OGH vom 29.11.2007, 1Ob209/07b

Kopf

Der Oberste Gerichtshof hat als Revisionsgericht durch den Senatspräsidenten des Obersten Gerichtshofs Dr. Gerstenecker als Vorsitzenden und durch die Hofräte des Obersten Gerichtshofs Univ.-Doz. Dr. Bydlinski, Dr. Fichtenau, Dr. E. Solé und Dr. Schwarzenbacher als weitere Richter in der Rechtssache der klagenden Partei T***** GmbH, *****, vertreten durch Dr. Erich Kaltenbrunner, Rechtsanwalt in Linz, gegen die beklagte Partei F***** GmbH, *****, vertreten durch Dr. Karl Haas und Mag. Andreas Friedl, Rechtsanwälte in St. Pölten, wegen 7.200 EUR sA, infolge Revision der beklagten Partei (Revisionsinteresse 6.000 EUR) gegen das Urteil des Landesgerichts St. Pölten als Berufungsgericht vom , GZ 21 R 104/07p-12, mit dem das Urteil des Bezirksgerichts Scheibbs vom , GZ 2 C 1400/06d-8, teilweise bestätigt wurde, in nichtöffentlicher Sitzung den Beschluss

gefasst:

Spruch

Der Revision wird Folge gegeben.

Die Entscheidungen der Vorinstanzen, die in der Abweisung von 1.200 EUR samt Zinsen durch das Berufungsgericht als unangefochten unberührt bleiben, werden im Übrigen einschließlich der Kostenentscheidungen aufgehoben.

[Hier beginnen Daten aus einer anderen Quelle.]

PR #290, opened 2021-10-26
GTFS-Occupancies (part 2)

scmcca:
Due to GitHub workflow and CLA issues, this pull request is a continuation of discussions at #240.

GTFS-Occupancies is an extension proposal to describe usual or expected vehicle occupancy levels in GTFS Schedule.

As occupancies can currently be described in GTFS Realtime using [`occupancy_status`](https://github.com/google/transit/blob/master/gtfs-realtime/spec/en/reference.md#enum-occupancystatus) and [`occupancy_percentage`](https://github.com/google/transit/blob/master/gtfs-realtime/spec/en/reference.md#message-vehicleposition), GTFS-Occupancies aims to complement the availability of crowdedness information by providing static predictions for future trips based on historical trends, which can help riders plan trips based on their crowdedness preferences and comfortability.

To be resolved:
- [ ] Officializing an occupancy indicator in GTFS Realtime: Currently, both `OccupancyStatus` and `occupancy_percentage` are experimental. Ideally, we want consistency between static and realtime occupancy indicators. Whichever becomes official in GTFS Realtime will be the one used here.
- [x] Elaborate GTFS-Occupancies to support frequency-based service. Some thinking on this [here](https://github.com/google/transit/pull/240#discussion_r713393734).

TfNSW has published a dataset: https://github.com/google/transit/pull/240#issuecomment-921526701.


paulswartz:
> I do have a bigger question. Does the standard currently state anything regarding a requirement that the files must be bundled as a single zip archive? In our case we would like to add the latest predictions we receive but forcing hundreds of megabytes of unchanged data data just does not make sense.

@skinkie we were also thinking about this @mbta. We might include it in our GTFS (which updates a few times a week) as well as a standalone file (updated as frequently as necessary).

skinkie:
> @skinkie we were also thinking about this @mbta. We might include it in our GTFS (which updates a few times a week) as well as a standalone file (updated as frequently as necessary).

That is probably going to be our approach as well, but I think generically we should state something about bundling.

PR #295, opened 2021-11-24
In seat transfers

gcamp:


Marilyn-Boston (commented):
Note: I'm a contract technicaL writer at Google working on transit documentation, and I don't have a CLA, so I can't submit a PR myself. I noticed a few minor errors that should be fixed. I hope someone can submit the following changes as a PR for me:

- The word _preferred_ is misspelled as _preffered_ twice (lines 109 and 206). 
- The word _the_ is repeated in 364.  
- _Usage of `block_id` is now deprecated_ should be changed to _Usage of `block_id` to implicitly enable in-seat transfer is now deprecated_ in lines 198 and 206.  
- Change _trip to trip transfers_ to _trip-to-trip transfers_ in lines 198 and 206. 
- Change _geographically close from_ to _geographically close to_ in line 364.

skinkie:
block_id has absolutely nothing to do with what you want to achieve. Don't touch it.

Marilyn-Boston:
> block_id has absolutely nothing to do with what you want to achieve. Don't touch it.

Most of my comment was about correcting a few writing errors. The wording change I requested for the *block_id* statement wasn't intended to suggest a change to how *block_id* works but to clarify it. The original statement seemed to imply that *block_id* should no longer be used at all, when in fact it still can be used for its original purpose to indicate which trips are run by the same vehicle.

Of course, I may have miunderstood the whole issue. In any case, I think the spec should be clearer.

PR #301, opened 2022-01-06
Clarification: Trip schedule_relationship and start_time for UNSCHEDULED trips

barbeau:
Per the discussion on the Google Group at https://groups.google.com/g/gtfs-realtime/c/ujeIp2UTnCs, TripDescriptor `start_time` can refer to UNSCHEDULED trips as well, so it shouldn't reference a "schedule" in it's global definition.

This change removes the word "schedule" from the initial definition and also adds an explicit reference to the `UNSCHEDULED` enumeration to further clarify it's use.

**EDIT** Further clarifications surrounding TripDescriptor.schedule_relationship have been added as well to make it clear that SCHEDULED is the default.


barbeau:
Per additional comments in https://groups.google.com/g/gtfs-realtime/c/ujeIp2UTnCs/m/nJp8ubxiFQAJ, I've updated this PR to include more clarifications surrounding the use of TripDescriptor.schedule_relationship in the .proto and reference, including:
* Declare the default SCHEDULED enum explicitly in the .proto and mention it in the reference. 
* Remove the outdated description above the TripDescriptor.ScheduleRelationship enum in the .proto to avoid referencing "schedule" and ADDED.

To be clear this doesn't change any existing behavior, just makes it clearer to new readers of the spec and .proto what the behavior is.

barbeau:
Any additional thoughts on this proposal? If not I'd like to call for a vote in the next few days.

gcamp:
We don't support frequency-based real time, but the changes looks good to me. 

Do you know of any agency that has a frequency-based real time?

evantrillium:
@gcamp we supported GTFS-rt w/ Swiftly for washingtonparkshuttle-or-us but I believe that one is now deprecated. We also were supporting it with qline-mi-us, but they have since switched to schedule-based GTFS. @ericouyang do you know of any others that Swiftly is currently supporting?

barbeau:
We were publishing a feed for our USF Bull Runner shuttle but that's since been deprecated as well.

@stevenmwhite Is GMV Syncromatics publishing TripUpdates for any exact_times=0 trips (true frequency-based)?

barbeau:
I'd like to call for a vote on this clarification. Voting will be open until Friday 2022-03-11 23:59:59 UTC.

Please vote by commenting with a +1, -1, or abstain in comments below.

gtfs-realtime/spec/en/reference.md
```diff
@@ -439,14 +439,14 @@ TripDescriptor.route_id cannot be used within an Alert EntitySelector to specify
...
+|------------------|------------|----------------|-------------------|-------------------------------------------------------------------------------------------------------------------------------------------------------------------------------------------------------------------------------------------------------------------------------------------------------------------------------------------------------------------------------------------------------------------------------------------------------------------------------------------------------------------------------------------------------------------------------------------------------------------------------------------------------------------------------------------------------------------------------------------------------------------------------------------------------------------------------------------------------------------------------------------------------------------------------------------------------------------------------------------------------------------------------------------------------------------------------------------------------------------|
```
skinkie, line 443: These changes are unrelated to the clarification. Can you prevent them in the future?

ericouyang:
Thanks for tagging me in @evantrillium, though I'm actually no longer at Swiftly.

@meremagee, @shedlickj - Can you help share any details about agencies with frequency-based predictions and tag in the appropriate folks to vote on the proposed clarification?

gtfs-realtime/spec/en/reference.md
barbeau: There are some changes here in the text related to the clarification. GitHub doesn't always do great rendering diffs of tables. Try clicking on the "Display the rich diff" button on the referenced.md file and you should see an easier to read version (see red circle in image for button, and strikethrough change starting at the bottom):

image

barbeau: Oh, maybe you're referring to the expanded table header? If so, yes, not sure why that happened. Maybe artifact of the editor I was using for markdown. Will try to avoid next time.

barbeau: I reverted the table header but I'm fighting IntelliJ to fix the other line endings. I'll work on reverting the changes to the pipe characters on the remaining lines early next week.

barbeau: Ok, I believe I've removed the unrelated formatting changes.

gtfs-realtime/spec/en/reference.md
```diff
@@ -439,14 +439,14 @@ TripDescriptor.route_id cannot be used within an Alert EntitySelector to specify
 
 #### Fields
 
-| _**Field Name**_ | _**Type**_ | _**Required**_ | _**Cardinality**_ | _**Description**_ |
```
IvanVolosyuk, line 442: Are there any changes in this section? If it is just moved, can we do that in separate change?

gtfs-realtime/spec/en/reference.md
```diff
@@ -439,7 +439,7 @@ TripDescriptor.route_id cannot be used within an Alert EntitySelector to specify
...
+| _**Field Name**_ | _**Type**_ | _**Required**_ | _**Cardinality**_ | _**Description**_ |
```
IvanVolosyuk, line 442: Can you squash all your commits? It is pretty hard to follow what is actually changed? And if the table is just moved to another place and reformatted put it in a separate commit, please.

IvanVolosyuk (changes requested):

barbeau:
>Can you squash all your commits? It is pretty hard to follow what is actually changed? And if the table is just moved to another place and reformatted put it in a separate commit, please.

@IvanVolosyuk Sure, I just squashed all the commits into https://github.com/google/transit/pull/301/commits/53a158a9ab18f0380726a02efaa4d1765e0f2257, and this is only content changes (no formatting changes or moved text). It's the exact same content as the head of the branch that this PR was previously based on.

Note that GitHub doesn't always do great rendering raw diffs of tables in markdown. Try clicking on the "Display the rich diff" button on the referenced.md file and you should see an easier to read diff version (see red circle in image for button, and strikethrough change starting at the bottom):

image

gtfs-realtime/proto/gtfs-realtime.proto
```diff
@@ -818,7 +817,7 @@ message TripDescriptor {
     // NOTE: This field is still experimental, and subject to change. It may be formally adopted in the future.
     DUPLICATED = 6;
   }
-  optional ScheduleRelationship schedule_relationship = 4;
+  optional ScheduleRelationship schedule_relationship = 4 [default = SCHEDULED];
```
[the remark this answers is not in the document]
barbeau: I agree, it is. The reason for the change is that it hasn't been clear to newcomers in the spec, especially those that aren't familiar with the rules of protobufs, what the default value is here. Also, we should change this to be consistent, as StopTimeUpdate.schedule_relationship already has an explicit default defined in the .proto:

https://github.com/google/transit/blob/master/gtfs-realtime/proto/gtfs-realtime.proto#L252-L253

gtfs-realtime/proto/gtfs-realtime.proto
```diff
@@ -774,12 +774,11 @@ message TripDescriptor {
...
   optional string start_date = 3;
 
-  // The relation between this trip and the static schedule. If a trip is done
-  // in accordance with temporary schedule, not reflected in GTFS, then it
-  // shouldn't be marked as SCHEDULED, but likely as ADDED.
+  // The relation between this trip and the trip declared in static data.
   enum ScheduleRelationship {
     // Trip that is running in accordance with its GTFS schedule, or is close
-    // enough to the scheduled trip to be associated with it.
+    // enough to the scheduled trip to be associated with it.  This enumeration must NOT be used for any trip that is
```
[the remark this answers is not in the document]
barbeau: >The UNSCHEDULED has a comment mentioning that it is experimental and subject to change.

So there are two different schedule_relationship.UNSCHEDULED enumerations:
1. [`TripDescriptor.schedule_relationship.UNSCHEDULED`](https://github.com/google/transit/blob/master/gtfs-realtime/proto/gtfs-realtime.proto#L794-L796) - This field is NOT experimental. This change is related to this field.
2. [`StopTimeUpdate.schedule_relationship.UNSCHEDULED`](https://github.com/google/transit/blob/master/gtfs-realtime/proto/gtfs-realtime.proto#L252-L253) - This field is experimental, but only because we haven't seen anyone publish it in the wild. Conceptually it exists for the exact same reason as `TripDescriptor.schedule_relationship.UNSCHEDULED`.

>This will cause us to lose realtime for all frequency based trips, as we currently don't handle UNSCHEDULED. 

From your response it sounds like there are producers labeling updates for exact_times=0 trips with `schedule_relationship.SCHEDULED` - is that right? If so I'd argue that already goes against the spec - it's pretty clear from the existing spec that those updates should be labeled with UNSCHEDULED. 

That being said, this is the problem we're trying to solve with this PR, so if there are widespread issues with existing producers doing this wrong then we might need a migration path forward to get everyone in-line with the spec. Thoughts on this are welcome.

barbeau:
So the original voting window closed on this with no votes (just comments above).

Before I open the vote again, @IvanVolosyuk or @skinkie after reviewing my replies do you have any other questions about this proposal?

gtfs-realtime/proto/gtfs-realtime.proto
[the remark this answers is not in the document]
IvanVolosyuk: "Trips with ScheduleRelationship=UNSCHEDULED must also set all 
 stopTimeUpdates.ScheduleRelationship=UNSCHEDULED"
It looks non-experimental field suggests to use experimental feed? It is very confusing. Agency setting STU.schedule_relationship = UNSCHEDULED will be surprised that their updates are dropped because we actually don't support this experimental value and require STU.SCHEDULED for such STUs. There is actually a schedule for stop times even for exact_times=0. It just happen that the start of the schedule is shifted to the trip 'start_time' of the trip. I believe agency can express relationship to the schedule in terms of STU.{arrival,departure}.delay. That schedule will also be used if agency haven't specified any STU for a stop and the stop arrival/departure times will be deduced from it.

gtfs-realtime/proto/gtfs-realtime.proto
```diff
@@ -746,14 +746,14 @@ message TripDescriptor {
   // direction of travel for trips this selector refers to.
   optional uint32 direction_id = 6;
 
-  // The initially scheduled start time of this trip instance.
```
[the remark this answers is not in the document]
barbeau: I'm intentionally trying not to use the word "scheduled" here because the `TripDescriptor` can refer to both scheduled (normal GTFS without frequencies.txt, frequencies.txt exact_times=1) and frequency-based (frequencies.txt exact_times=0) trips. I'm currently proposing that we change the text to just:

>The start time of this trip instance.

...and let the remainder of the paragraph describe the conditions under which it's scheduled or frequency-based.

IMHO it's already confusing enough that we have scheduled trips represented in frequencies.txt with exact_times=1 trips, so I'd like to be more precise in the language and not use "schedule" when referring to exact_times=0 trips.

gtfs-realtime/proto/gtfs-realtime.proto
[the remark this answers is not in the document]
barbeau: >Agency setting STU.schedule_relationship = UNSCHEDULED will be surprised that their updates are dropped because we actually don't support this experimental value and require STU.SCHEDULED for such STUs. 

How about we put some language here to make it clearer that consumers may choose to continue to process this type of data while producers transition to what the spec says? Some like what's in [TripDescriptor](https://github.com/google/transit/blob/master/gtfs-realtime/spec/en/reference.md#message-tripdescriptor):

"If any enumeration other than UNSCHEDULED is used for exact_times=0 trips it is considered an error and the entity containing the erroneous TripDescriptor may be discarded by consumers."

The "may" here allows you to continue consuming this if you want, even if it doesn't adhere to the spec.

>There is actually a schedule for stop times even for exact_times=0. It just happen that the start of the schedule is shifted to the trip 'start_time' of the trip. I believe agency can express relationship to the schedule in terms of STU.{arrival,departure}.delay. That schedule will also be used if agency haven't specified any STU for a stop and the stop arrival/departure times will be deduced from it.

tl;dr - I've opened an issue [here](https://github.com/google/transit/issues/314) to discuss this specifically - please comment!

For this PR I'd like to stick to clarifying the existing text without getting into those details.

barbeau:
Not stale

Issue #291, opened 2021-11-09
Inconsistency documentation https://developers.google.com/transit/gtfs-realtime/guides/vehicle-positions#vehiclestopstatus


sven4all:
The documentation in https://developers.google.com/transit/gtfs-realtime/guides/vehicle-positions#vehiclestopstatus is not consistent with the documentation in the .proto files https://developers.google.com/transit/gtfs-realtime/gtfs-realtime-proto and gtfs.org 

On https://developers.google.com/transit/gtfs-realtime/guides/vehicle-positions#vehiclestopstatus IN_TRANSIT_TO is described as "the referenced stop is the next stop for the vehicle - default" while in the .proto file it's described the following:
```proto
enum VehicleStopStatus {
    // The vehicle is just about to arrive at the stop (on a stop
    // display, the vehicle symbol typically flashes).
    INCOMING_AT = 0;

    // The vehicle is standing at the stop.
    STOPPED_AT = 1;

    // The vehicle has departed and is in transit to the next stop.
    IN_TRANSIT_TO = 2;
  }
  // The exact status of the vehicle with respect to the current stop.
  // Ignored if current_stop_sequence is missing.
  optional VehicleStopStatus current_status = 4 [default = IN_TRANSIT_TO];
```
current_stop_sequence is described:
```proto
// The stop sequence index of the current stop. The meaning of
  // current_stop_sequence (i.e., the stop that it refers to) is determined by
  // current_status.
  // If current_status is missing IN_TRANSIT_TO is assumed.
  optional uint32 current_stop_sequence = 3;
```

What is the correct way to interpreted it? Should the current_stop_sequence be updated directly after the bus is departed from the previous stop (what https://developers.google.com/transit/gtfs-realtime/guides/vehicle-positions#vehiclestopstatus IN_TRANSIT_TO  suggests) or should it be updated when the vehicle arrives at the next stop what the .proto file and gtfs.org are suggesting.

barbeau:
IMHO this is another example of the confusion that results when we have multiple GTFS specs online, specifically the developers.google.com page, which for some reason doesn't always mirror the canonical spec reference on GitHub.

Here's the canonical spec and .proto reference on GitHub:
* Spec - https://github.com/google/transit/blob/master/gtfs-realtime/spec/en/reference.md#enum-vehiclestopstatus
* .proto reference - https://github.com/google/transit/blob/master/gtfs-realtime/proto/gtfs-realtime.proto#L421

[...]

PR #320, opened 2022-04-20
clarification: VehicleStopStatus values

scmcca:
As discussed in #291. (cc: @sven4all)

### DIFF
--- a/gtfs-realtime/spec/en/reference.md
+++ b/gtfs-realtime/spec/en/reference.md
@@ -261,7 +261,7 @@ Realtime positioning information for a given vehicle.
 |-------------|---------------|
 | **INCOMING_AT** | The vehicle is just about to arrive at the referenced stop (on a stop display, the vehicle symbol typically flashes). |
 | **STOPPED_AT** | The vehicle is standing at the referenced stop. |
-| **IN_TRANSIT_TO** | The vehicle has departed and is in transit to the referenced stop. |
+| **IN_TRANSIT_TO** | The vehicle is in transit to the referenced stop. |
 
 ## _enum_ CongestionLevel
 
--- a/gtfs-realtime/spec/en/reference.md
+++ b/gtfs-realtime/spec/en/reference.md
@@ -259,9 +259,9 @@ Realtime positioning information for a given vehicle.
 
 | _**Value**_ | _**Comment**_ |
 |-------------|---------------|
-| **INCOMING_AT** | The vehicle is just about to arrive at the stop (on a stop display, the vehicle symbol typically flashes). |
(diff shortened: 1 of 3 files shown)


barbeau (approved):

barbeau:
+1 for USF

scmcca:
@sven4all Good point, there is some redundancy. We can simply take out a portion of the phrase so it reads:

> The vehicle ~~has departed and~~ is in transit to the referenced stop.

IMHO "in transit" is more intuitive than "en route". Thoughts?

sven4all:
In transit to is also fine for me.

e-lo:
LGTM

gtfs-realtime/spec/en/reference.md
```diff
@@ -259,9 +259,9 @@ Realtime positioning information for a given vehicle.
 
 | _**Value**_ | _**Comment**_ |
 |-------------|---------------|
-| **INCOMING_AT** | The vehicle is just about to arrive at the stop (on a stop display, the vehicle symbol typically flashes). |
-| **STOPPED_AT** | The vehicle is standing at the stop. |
-| **IN_TRANSIT_TO** | The vehicle has departed the previous stop and is in transit. |
+| **INCOMING_AT** | The vehicle is just about to arrive at the referenced stop (on a stop display, the vehicle symbol typically flashes). |
+| **STOPPED_AT** | The vehicle is standing at the referenced stop. |
+| **IN_TRANSIT_TO** | The vehicle is in transit to the referenced stop. |
```
barbeau, line 264: We should mark `IN_TRANSIT_TO` as the default value here too in the reference.

barbeau:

Dem Erstgericht wird insoweit eine neuerliche Entscheidung nach Verfahrensergänzung aufgetragen.

Die Kosten des Revisionsverfahrens sind weitere Verfahrenskosten.

Text

Begründung:

Vorweg ist festzuhalten, dass Gegenstand des Revisionsverfahrens lediglich der von der Klägerin als Konventionalstrafe begehrte Nettobetrag von 6.000 EUR samt Zinsen ist.

Auf Grund eines schriftlichen Vertrags, in dem die Geltung der Allgemeinen Geschäftsbedingungen der Klägerin vereinbart war, stellte diese der Beklagten zwei Maurer im Wege der Arbeitskräfteüberlassung zur Verfügung. Punkt 17 dieser Geschäftsbedingungen hat folgenden Wortlaut:

„Der Auftraggeber verpflichtet sich, die überlassenen Arbeitskräfte weder selbst noch durch ein verbundenes Unternehmen entweder abzuwerben oder die verliehenen Arbeitskräfte vor Ablauf von sechs Monaten nach Beendigung des Vertrages mit [der Klägerin] im Rahmen von Dienst- oder Werkverträgen zu beschäftigen. Im Falle von Zuwiderhandlungen wird pro Arbeitnehmer eine Konventionalstrafe in der Höhe von 3.000 EUR vereinbart."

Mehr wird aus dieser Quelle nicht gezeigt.